Imagine that you let your neighbor occasionally take a shortcut across your property to get to a nearby state park. Then, sometime later, you realize that your neighbor’s Airbnb tenants are stomping along that pathway every week – and you can’t stop them.
A Mendocino County family found itself in that situation, and sued to exclude the unwelcome visitors. The California Court of Appeal recently told them they were out of luck. (Ditzian v. Unger.)
The case is the latest in a series of decisions that involve easements that allow the public to use private property despite the wishes of the property owners.
Jason and Lauren Ditzian own a home in the community of Fort Bragg, close to the sand dunes of MacKerricher State Park and a scenic stretch of the California coast. The Ditzians purchased the home in 2013.

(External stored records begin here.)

PR #664, opened 2021-03-12
Test against JDK17 EA

yrodiere:


yrodiere:
Maybe we should stop testing JDK15 now that 16 is GA, but personally I'd wait until Quarkus starts running their CI against JDK16.

yrodiere:
(JDK15 will EOL in about two weeks: https://endoflife.date/java)

DavideD:
> Maybe we should stop testing JDK15 now that 16 is GA, but personally I'd wait until Quarkus starts running their CI against JDK16.


I think we can wait.

yrodiere:
Looks like the Github action used to fetch the JDK does not provide JDK16 GA yet. Understandable, it's rather soon. I reverted part of my commit to only add JDK17 to the matrix.

DavideD:
Merged https://github.com/hibernate/hibernate-reactive/pull/664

They and the previous owner, a friend of Mr. Ditzian, testified at trial that they had walked to the dunes through property owned since 2006 by the Unger family, and through yet another neighbor’s land, on a regular basis since at least 1999.
In the Summer of 2015, the Ditzians began renting out their property via Airbnb, hosting 146 short-term rentals over the next two years, or about every five days.

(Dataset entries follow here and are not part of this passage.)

Issue #661, opened 2021-03-11
JUnit 5


DavideD:
I was wondering if there is any particular reason for not moving to JUnit 5.

I'm asking because I suspect it will make it easier to work on these other issues:
- #648 Create a common schema for testing #648
- #487 Create the SessionFactory only once per test class

Because it uses a new Extension model.

DavideD:
@gavinking WDYT?

gavinking:
🤷 I have no opinion.

PR #665, opened 2021-03-12
Upgraded to JUnit 5

blafond:
Fixes [#661](https://github.com/hibernate/hibernate-reactive/issues/661)

### DIFF
--- a/hibernate-reactive-core/build.gradle
+++ b/hibernate-reactive-core/build.gradle
@@ -26,6 +26,10 @@ dependencies {
     implementation "io.vertx:vertx-sql-client:${vertxVersion}"
 
     // Testing
+    testImplementation 'org.junit.jupiter:junit-jupiter-api:5.6.0'
+    testRuntimeOnly 'org.junit.jupiter:junit-jupiter-engine'
+    testRuntimeOnly 'org.junit.vintage:junit-vintage-engine'
+
     testImplementation 'org.assertj:assertj-core:3.13.2'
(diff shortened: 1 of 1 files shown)


hibernate-reactive-core/src/test/java/org/hibernate/reactive/DefaultPortJUnit5Test.java
```diff
@@ -0,0 +1,64 @@
...
+import io.vertx.sqlclient.SqlConnectOptions;
+import org.assertj.core.api.Assertions;
+
+import static org.junit.jupiter.api.Assertions.*;
+import static org.hibernate.reactive.containers.DatabaseConfiguration.dbType;
+
+/**
+ * Test the default port is set correctly when using {@link DefaultSqlClientPoolConfiguration}
+ */
+public class DefaultPortJUnit5Test {
```
DavideD, line 29: We don't need this test, I've added it to check if we could test both version of JUnit, but we already have a `DefaultPortTest`

DavideD (changes requested):

hibernate-reactive-core/src/test/java/org/hibernate/reactive/DefaultPortJUnit5Test.java
blafond: k. np

DavideD (approved):

DavideD:
￼Looks good!
We can start merging this and then refactor gradually  the test suite as needed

Unger erected a fence that blocked the path to the dunes. Ditzian sued, asking the court to establish a “prescriptive easement” that would give them – and their guests – the right to cross Unger’s property to get to the park. (The adjacent tenant, who apparently did not object to the use of her land, was not involved in the dispute.)
The trial court ruled in favor of the Ditzians, saying they had shown that the use of the Unger property by them and their guests had met the criterion of being “open, notorious, continuous and adverse for an uninterrupted period of five years.”
This satisfied California’s statutory conditions for a prescriptive easement, which is the right to use or cross the real property of another, acquired by continued use for a specified period of time without the owner’s permission.The easement extended not just to the Ditzians, the trial court ruled, but to their guests and their Airbnb tenants as well.
Unger appealed, saying a state law barred granting the easement. He also argued that any easement should apply only to the Ditzians, and not include their Airbnb customers.
Unger pointed out that California Civil Code Section 1009 “provides that the public’s use of another’s property for recreational purposes will never ripen into a vested right,” or easement.
Section 1009 says that, because it is “in the best interests of the state to encourage owners of private real property to continue to make their lands available for public recreational use,” and because owners who allow “members of the public to use, enjoy or pass over their property for recreational purposes” risk loss of the property rights, “no use of such property by the public …shall ever ripen to confer upon the public … a vested right to continue to make such use permanently.”
The Appellate Court said Section 1009 did not apply to the dispute between Ditzian and Unger. The statute focuses on use of private land by members of the general public, the appellate judges said, while this case was about the use by an adjacent neighbor.
Thus the trial court did not err in granting the easement, the higher court ruled. In addition, it said, the easement across Unger’s land is “appurtenant” or attached to the Ditzian property, not to them as individuals, and therefore can be used by their Airbnb guests.
Unger was ordered to pay the costs of appeal.
This case is a reminder for property owners to control access to and across their land, and to be alert for seemingly harmless trespasses that could evolve into “adverse” possession by others. The law of unintended consequences is alive and well in California.